No worries, my fiber crafting love has not jumped onto the Weaving or Spinning nature. Nope, today I'm talking about real dreams. No, no, not lofty goals and aspirations like having clean surface space or children that chew with their mouths closed. (Really people, we all can't be so ambitious)
Last night was like having an extra day of adventures. Last night was having a super consolidated day off/ vacation with my family. Last night was a confrontation of fears that I could wake from and not sweat. Last night reminded me that essentially I am a freak awake or asleep.
I dreamt that I was naked at Chuck E. Cheese and some stranger woman stole my tokens while I was SO obviously standing in front of the machine. She KNEW they belonged to me and didn't care.

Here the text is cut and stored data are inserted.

Issue #437, opened 2019-03-29
Cache unparsed request body (configurable)


ddobrin:
The BodyHandler (light-4j/body) currently parses the body of the request and caches the parsed body as an attachment in REQUEST_BODY.

There are use cases when the "unparsed" body is useful for some operations and avoids a serialization effort.

The body.yml needs to be augmented with a property, with a default value set to "false".
Teams which will use it will set it to true as per their use case.
...# Enable body parse flag
enabled: true
...# cache request body
cacheRequestBody: false

The BodyHandler would have to be augmented and should save, if the above flag is set to true, the unparsed body as a String, as an attachment in REQUEST_BODY_STRING.

NOTE: light-codegen already parameterizes the body.yml at this time, therefore no changes are required in the codegen utility

jiachen1120:
Hey! @ddobri @stevehu I encounter a problem when trying to implement caching unparsed request body when the content type is "multipart/form-data" and look forward to your helps.  

Due to the extended problem of undertow, the only way to parse the form-data is using the method formParserFactory.createParser(exchange), which means we need to reuse the input stream inside the undertow exchange. However, the undertowInputStream didn't override the reset() method and cannot be reused. So, after caching the unparsed body from the undertowInputStream, we cannot parse the body from the exchange again since the input stream already closed. 

It seems the only way to solve it is to write an ourselves form-data parser. Do we need to do that? Or, just implement the caching for Json format? Since I think there is nearly no use cases for unparsed form-data body.

ddobrin:
@jiachen1120 : If you consider that this issue can not easily be addressed, then writing an additional parser is not warranted.
There are a couple of use-cases for it, at least the ones which I am aware of.

Please reassign the issue to me and I will close it in the next few days, after investigating a couple of different ideas. 
You can label it as "to be analyzed" or something you see fit

stevehu:
@ddobrin @jiachen1120 I guess the use cases you are talking about are for JSON only. In my opinion, there is no need to keep the original string for form-data as there is no original string at all. As our body parser differentiate body with the content type, we can just keep the original string for the `application/json`. What do you think?

jiachen1120:
@stevehu @ddobrin Thanks for your help!!!

I just created a PR which included: 
1. implementation of caching application/json request body string
2. refactored the bodyHanlder
3. test cases

I agree @stevehu opinion that there is no need to keep the original string for form-data as there is no original string.

PR #447, opened 2019-04-01
Cache unparsed request body (configurable/ for application/json request)

jiachen1120:
Related issue: https://github.com/networknt/light-4j/issues/437

Currently, the unparsed body can be cached into exchange attachment when the content type is "application/json"

Beside that, I refactored the bodyHandler a little bit to reduce the code redundancy and added test cases for the caching body string.

Look forward to your review!

### DIFF
--- a/body/src/main/java/com/networknt/body/BodyConfig.java
+++ b/body/src/main/java/com/networknt/body/BodyConfig.java
@@ -21,6 +21,7 @@ package com.networknt.body;
  */
 public class BodyConfig {
     boolean enabled;
+    boolean cacheRequestBody;
 
     public BodyConfig() {
     }
@@ -31,5 +32,13 @@ public class BodyConfig {
 
     public void setEnabled(boolean enabled) {
         this.enabled = enabled;
+    }
+
+    public boolean isCacheRequestBody() {
+        return cacheRequestBody;
+    }
+
+    public void setCacheRequestBody(boolean cacheRequestBody) {
+        this.cacheRequestBody = cacheRequestBody;
     }
 }
--- a/body/src/main/java/com/networknt/body/BodyHandler.java
+++ b/body/src/main/java/com/networknt/body/BodyHandler.java
@@ -2,7 +2,7 @@
  * Copyright (c) 2016 Network New Technologies Inc.
  *
  * Licensed under the Apache License, Version 2.0 (the "License");
- * You may not use this file except in compliance with the License.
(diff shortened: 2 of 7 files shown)


stevehu:
@jiachen1120 I have made two updates: 

* Remove the enabled check as the flag is used to control if the entire handler is enabled in the handler chain. 
* Change the type of the attachment to String from Object so that users won't need to cast it.

Please review and let me know if the changes are proper. Thanks.

jiachen1120:
@stevehu Good morning! Thanks for the updates!

In my opinion, maybe the entire handler should be disabled when both `enabled` and `cacheRequestBody` is disabled. 

Otherwise the user will not be able to get only the unparsed request body. There are only three cases here, either attach the parsed body, or attach both the parsed and unparsed request body, or nothing. But if check two flags, there are four cases:


  | body.yml | Expected Result 
-- | -- | -- 
1 | enabled: true  cacheRequestBody: false | only parsed body is attached to exchange, no unparsed body is attached 
2 | enabled: true cacheRequestBody: true | parsed body is attached to exchange. unparsed body is attached If the content type is "application/json". 
3 | enabled: false cacheRequestBody: true | no parsed body is attached, unparsed body is attached If the content type is "application/json".
4 | enabled: false cacheRequestBody: false | neither parsed and unparsed is not attached 

Or, Perhaps because there is no such use cases to get the unparsed body only？

stevehu:
@jiachen1120 The enabled flag is part of the middleware handler interface. If the flag is false, it simply means that the handler is skipped during the runtime. This gives users an opportunity to disable a middleware handler without removing it from the handler chain definition. Given this usage of the flag, the case 3 and 4 are not valid as the handler is disabled already.

jiachen1120:
@stevehu Yes, so do we need to provide another flag to control the body parsing? before, we do not need it because the handler only has one function: parse the body and attach it to exchange. disable the handler means disable this function.

But now we have two function in this handler. Should we control them separately? 

For example:
enabled: // control the entire handler
parseBody: // control whether parsing the body
cacheRequestBody: // control whether attach the original request to attachment

stevehu:
I think the current implementation should be fine unless we have new requirement from our users.

jiachen1120:
@stevehu I got it. Thanks 👍

NicholasAzar:
[Cache unparsed request body](https://trello.com/c/pKnMvlKp/130-cache-unparsed-request-body)

PR #453, opened 2019-04-05
Add logging module for light 4j   RFC#29

sreenicibc:
New logging module created for light 4j to see and change the logging levels .


NicholasAzar:
@sreenicibc could you resolve the conflicts in this?

sreenicibc:
I have resolved it, Please check now.

NicholasAzar:
Looks fine to me.. pending rfc approval/merge

stevehu:
I think we need to have a security mechanism in place, otherwise, it might be a security hole opened for an attack. What do you thing?

NicholasAzar:
@stevehu i'm not sure that's necessary at the moment, as what's added are ultimately just a few handlers that can be secured (or not) just like any others at the developers discretion..
What i was thinking was a more basic security method for this simple task that can be added later.

stevehu:
@NicholasAzar Let's separate all the handlers to business handlers and technical handlers. Business handlers are built by the users and we are expecting the user to enable oauth2 to protect them in most of the cases. For technical handlers, they are part of the platform features like server info, health check, and logging level. These endpoints must be enabled in the handler.yml with security handler in the request/response chain. Ideally, it should be the same as the business handlers so that users won't need to maintain two different authorization subsystem. Before we wire it into the handler.yml in the light-codegen, there is no risk for the users. However, I think we need to come up with an idea in design to allow security to be enabled. It might be just a document to guide users on how to use the feature securely.

NicholasAzar:
@stevehu could you please let us know what you're looking for? Is it just documentation? Do you have any samples for securing the other "technical handlers"?

stevehu:
I am looking for a strategy and document at the moment. And the real impl when we enable the feature.

NicholasAzar:
@sreenicibc would you be able to add some documentation to light-doc in the "concerns" section outlining how to use, secure, and configure these handlers?

sreenicibc:
I have added the logging.md file in concerns section and created the PR .

stevehu:
[Add logging module for light 4j RFC#29](https://trello.com/c/lWmErCxi/248-add-logging-module-for-light-4j-rfc29)

Issue #412, opened 2019-02-28
Support configure for allowUnescapedCharactersInUrl in undertow.


hebutliu2010:
The old version of ligth4j(1.3.5) support non-ascii characters for query parameter, but new version of ligth4j dependent on new version undertow, this feature is no longer supported.
https://github.com/undertow-io/undertow/commit/d63b767010133d574196740892a845c1375e8bed#diff-4d93e9a9cf8b37e2bc2b882ae2bca189

We can add configure for allowUnescapedCharactersInUrl.

stevehu:
![](https://github.trello.services/images/mini-trello-icon.png) [Support configure for allowUnescapedCharactersInUrl in undertow](https://trello.com/c/l6VJx5cr/168-support-configure-for-allowunescapedcharactersinurl-in-undertow)

hebutliu2010:
Thank you very much.

stevehu:
@hebutliu2010 I have added the following comment on the document site and you need to be aware that there is a security risk to enable this feature. 

```
 # Flag to set UndertowOptions.ALLOW_UNESCAPED_CHARACTERS_IN_URL.
 # Please note that this option widens the attack surface and attacker can potentially access your filesystem. 
 # This should only be used on an internal server and never be used on a server accessed from the Internet. 
 allowUnescapedCharactersInUrl: true

```

PR #462, opened 2019-04-11
Added new server option ALLOW_UNESCAPED_CHARACTERS_IN_URL

jiachen1120:
related issue: https://github.com/networknt/light-4j/issues/412

Added new server option `allowUnescapedCharactersInUrl` to support new feature of undertow. It can be configured just like other server options (ioThread, workerThread...). The default value of it is `true`. The documentation will be updated later.

### DIFF
--- a/server/src/main/java/com/networknt/server/Server.java
+++ b/server/src/main/java/com/networknt/server/Server.java
@@ -244,6 +244,7 @@ public class Server {
                     // HTTP/1.1 requests, as it is not required
                     .setServerOption(UndertowOptions.ALWAYS_SET_DATE, config.isAlwaysSetDate())
                     .setServerOption(UndertowOptions.RECORD_REQUEST_START_TIME, false)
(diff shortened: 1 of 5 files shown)


NicholasAzar:
I think we should default this to false right? At least that's what undertow does..

jiachen1120:
@NicholasAzar Hey! The old version of light-4j supports non-ascii character in Url. This feature disappears due to the update of undertow. Perhaps for backward compatibility, we need to keep the same performance as the previous version, so the default value of this flag maybe needs to be true. If we use the default value of undertow, it may cause some incompatibility, although I don't think anyone will use some rare symbols in the URL. for example: Ã¥... What do you think?

NicholasAzar:
For the 1.6.* branch, i would keep it as false to match undertow. If we want to change this to match how it was working previously, maybe we should just do it for people using the 1.5.* branch?

jiachen1120:
@NicholasAzar I agree! Will change it 👍

PR #475, opened 2019-04-17
fixes #474 register light-hybrid-4j services in Server module

### LINKED ISSUE #474: register light-hybrid-4j services in Server module
For Rest and GraphQL service, there is one instance of server per service so it needs to register the server instance to the Consul only. However, one light-hybrid-4j server can have numeric instances of services. We need to register all the services to the Consul so that a client can loop up a particular service by Id. 

In the light-hybrid-4j framework, a startup hook is responsible for merging all services together and it has all the service Ids available. We cannot call the Server method to register at the moment as the startup hooks are called before the bind is invoked. The idea is to populate an array list of service Ids in the Server instance and later on register this list of ids after the server instance is registered. 

For the Server, we need to extract the register into a method and also switch heartbeat after all services are registered.

stevehu:


santoshaherkar:
@stevehu I see that the static server config variable is added back again in Server class. We had removed that variable to support config server solution. Config Loader is triggered later in the class which fetches config values and puts it in Config.configCache. So, all the configs should be read after that step & it wont work as expected if we read configs before this step. 
Other reason was, config is cached in Config class & it should be maintained there only. If we keep static variables for configs in other classes, its as good as cashing the config in those classes. In that case, if the configs are refreshed in Config.configCache, other classes (using static configs) will continue using old values, which is not good. 
If its absolutely required to keep that static config variable in Server class, we have to delay its  initialization at least; otherwise config server solution will not work quite well.

stevehu:
@santoshaherkar I didn't realize that there is a timing issue when l loading the static server configuration. I rollback the changes because I was reported by multiple users that their applications are broken after upgrade to 1.6.0 and they have to downgrade back to 1.5.x. We have too many places in our application and light-codegen to rely on the Server.config. Unless we fix all references in the platform and ask users to regenerate their code, we cannot remove the config. We need to have an internal discussion for the solution.

santoshaherkar:
@stevehu As discussed on the phone call, I have made the changes to make it backward compatible and to keep config server solution working as well.

stevehu:
@santoshaherkar I have reviewed the code and it looks good. Thanks a lot for your help.

santoshaherkar:
@stevehu when are you planning to merge this PR?

stevehu:
@santoshaherkar Thanks a lot for your help. I am planning to merge it before the 1.6.1 release. I would like another member to review it so that we can ensure that no issues introduced by this PR.

Issue #480, opened 2019-04-22
client module enhancement to use CompletableFuture to handle two or more threads  asynchronous computation


chenyan71:
client module implement to use CountDownLatch to handle threads wait. 
Add some new methods to java CompletableFuture to handle two or more threads  asynchronous computation

jefperito:
Is There any way create unit tests?

stevehu:
![](https://github.trello.services/images/mini-trello-icon.png) [add new feature method for client module.](https://trello.com/c/bWKfqfOg/176-add-new-feature-method-for-client-module)

PR #481, opened 2019-04-22
fixes issue #480

chenyan71:
add new feature method for client module.

The method call wrap will be implemented on light-consumer-4j

### DIFF
--- a/client/src/main/java/com/networknt/client/http/Http2ClientCompletableFutureWithRequest.java
+++ b/client/src/main/java/com/networknt/client/http/Http2ClientCompletableFutureWithRequest.java
@@ -1,0 +1,58 @@
+package com.networknt.client.http;
+
+import io.undertow.client.ClientCallback;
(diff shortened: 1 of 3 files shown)


client/src/main/java/com/networknt/client/http/Http2ClientCompletableFutureWithRequest.java
```diff
@@ -0,0 +1,58 @@
...
+    Logger logger = LoggerFactory.getLogger(Http2ClientCompletableFutureWithRequest.class);
+
+    String requestBody;
+    public Http2ClientCompletableFutureWithRequest(String requestBody) {
+        this.requestBody = requestBody;
+    }
+
+    @Override
+    public void completed(ClientExchange result) {
+        new StringWriteChannelListener(requestBody).setup(result.getRequestChannel());
```
yibogithub: I may have forgotten the good reason. Why can't we factor out the common code?

PR #485, opened 2019-04-24
#240 timeout feature #241 circuit breaker

### LINKED ISSUE #240: Provide a handle to set connection timeout on ClientConnection object
The light4j library’s Http2Client uses non-blocking socketChannel but it doesn’t seem to have a connection time-out configured.
 
```
connection = client.connect(new URI(apiHost), Http2Client.WORKER, Http2Client.SSL, Http2Client.POOL, APIProtocol.equalsIgnoreCase(PROTOCOL_H2) ? OptionMap.create(UndertowOptions.ENABLE_HTTP2, true): OptionMap.EMPTY).get();
```
 
The connection.sendRequest can be wrapped in a Latch to set a read timeout.
 
connection.sendRequest(request, client.createClientCallback(reference, latch, requestBody));
boolean responseReceived = latch.await(timeout, TimeUnit.SECONDS);
 
The non-blocking setting allows an asynchronous way to connect and read/write separately, however, we should have a finite interval to stop trying to establish a connection to a rest service (getting a connection object).
 
The internal class socketChannel allows to set socket timeout; however, there is no direct handle to it. Please share your views and any available information.
 
FY Reference:
http://www.java-gaming.org/index.php?topic=17250.0
https://community.oracle.com/thread/1145435

### LINKED ISSUE #241: Add circuit breaker to the client module
Previously, we recommend using Hystrix for high volume service invocation. However, most of the times, it is overkill. It makes sense that we implement the pattern in the client module.

jefperito:
Configuration needed for circuit breaker (into client.yml):
```yml
request:
  errorThreshold: 2
  timeout: 3000 (in ms)
  resetTimeout: 7000 (in ms)
```
if parameters are not given, there are default values for each request configuration into ClientConfig.java:
```java
    public static final int DEFAULT_ERROR_THRESHOLD = 5;
    public static final int DEFAULT_TIMEOUT = 3000;
    public static final int DEFAULT_RESET_TIMEOUT = 600000;
```

Http2Client::getRequestService returns an async service with circuit breaker feature.

Http2ClientTest there are integration tests for each state of circuit breaker (open, half open and close)

In CircuitBreaker (resolves #241), uses CompletableFuture::open(time, unittime) API resolves #240 issue.


jefperito:
@ddobrin ok! I'll improve that way

stevehu:
@jefperito I have merged from the latest code from master and resolve the conflict. Please check out the latest, review and make the additional modification. Thanks.

jefperito:
@ddobrin it's done

PR #215, opened 2022-02-16
[sc-72323] OAuth2 API node - Allow sending a bearer token

qcastel:
Allowing to send a bearer token, so we can give a python sample code

### DIFF
--- a/dataikuapi/base_client.py
+++ b/dataikuapi/base_client.py
@@ -5,8 +5,9 @@ from requests.auth import HTTPBasicAuth
 from .utils import DataikuException
 
 class DSSBaseClient(object):
-    def __init__(self, base_uri, api_key=None, internal_ticket=None):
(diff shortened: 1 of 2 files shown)


qcastel:
[sc-72323]

dataikuapi/base_client.py
```diff
@@ -5,8 +5,9 @@
 from .utils import DataikuException
 
 class DSSBaseClient(object):
-    def __init__(self, base_uri, api_key=None, internal_ticket=None):
+    def __init__(self, base_uri, api_key=None, bearer_token=None, internal_ticket=None):
```
thtrunck, line 8: Isn't that risky to add a new parameter in the middle of the signature?

AFrancani (changes requested):
I agree with Theo's comment, apart from that LGTM

AFrancani (approved):

thtrunck (approved):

I didn't beat her up. I admit I am slightly disappointed in my dreamself for not throwing down for my tokens. I did give her a firm "Hey!!" or something like that and shook my fist like a righteous pedestrian with an inconsiderate driver. Oh well, I had other issues like making sure my bathrobe hid my nakedness. There was a part of my dream that I was running around Chuck E. Cheese frantically looking for my bathrobe. I didn't know where The Kid was, but hey I needed my bathrobe. And how brilliant am I that after I find my bathrobe I still wanted to play skee-ball. WTF. Well hey, at least dream Chuck E. Cheese pizza doesn't smell as bad as real life.
I also dreamt about some other really cool adventurey stuff with my roommies, but I can't remember them very well, though I was sure to prattle on about it at 5:30 am to Man Friend. I do remember The man friend being worried about me being pregnant away from home and I remember telling him to shut up. WTF? Maybe there is a reason I now only remember the one about being stolen from while in a bathrobe in Chuck E. Cheese.
Naked in Chuck E. Cheese, I think I just found the title of my next novel.
My coworker's first job was at a Chuck E. Cheese's. He wore the Chuck E. Cheese suit and greeted/scared the kids. He would purposely trip/whack the punk-ass 10 year olds with his giant tail. But only the kids who would punch him first.